I want to give a huge shout out to Billy Frank Jr. I remember the 70s and the racism even in our schools. Few native kids went to school with us and I remember them being treated very differently. I was friends with everyone but I know I didn’t fully engage in understanding how shitty people were towards the two kids in our class. I realize now it was all tied back to what was going on with fishing rights. I laugh every time I drive past the casinos. I love the wealth being poured back into the tribes. I know it’s a shitty lottery system and many, many tribes have been cut out from it. I have family that’s Makah and their land is going to fall back into the sea. There‘s nothing for them and my cousins live in a nasty poverty cycle. Meanwhile, down this way, the Nisqually are doing very well and the investments they’ve made in the land and in the water are simply stunning. My son studied out at the refuge every summer. Watching the reclamation from farm back to delta has been incredible. People suffered for this outcome and they won. If they hadn’t fought so hard I don’t know if there’d be a salmon left. I live on stolen land. Maybe one day I can give it back.

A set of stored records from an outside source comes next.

PR #1030, opened 2021-04-14
Allow TOAs to be written in index order

aarchiba:
Users can now write out par files in the order specified in the `index` column; this allows the tim file to reproduce the original input order; users can also set the order they like.


aarchiba:
One could argue that the default should be to preserve order; that will make most of our users see tim files written in a different order, though, so it's potentially disruptive.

No, if I was going to shoot someone, I wouldn't tell them ahead of time. That's why I don't have guns.
THX
As long as you weren't that Fuker who threatened to shoot my son and me when we were looking for firewood in the ditch while camping at Jellystone Park, we're good.
Dip, this brings back sad and shameful memories for me. My father was one of those men saying hateful things and buying treaty beer back then. I was afraid he might even be in picture you showed. He had a cabin near the Winter dam, and everything you said about what happened up there is the truth. I cannot apologize for another, but I can tell you my sister & I have tried very hard not to be like him.
He has since died, and so didn't get to enjoy retirement there and ironically, never got to meet his great-grandson, his namesake-who is 1/4 native, big-hearted, tall, handsome, athletic and a good horseman. He'd have been so proud of this kid, I hope he'd have had a changed heart.
One of my best memories with the kid is taking him to the HTE powwow held each year to commemorate the taking of the Winter dam. I've tried to teach him some of the history, and I'm hoping when he's of age he will be able to have a homecoming of some kind.
People recall the fun and nostalgia of the 80s while a few of us remember just how tough it was back then. Rampant racism and misogyny invisible to those wearing the rose colored glasses of xtianity.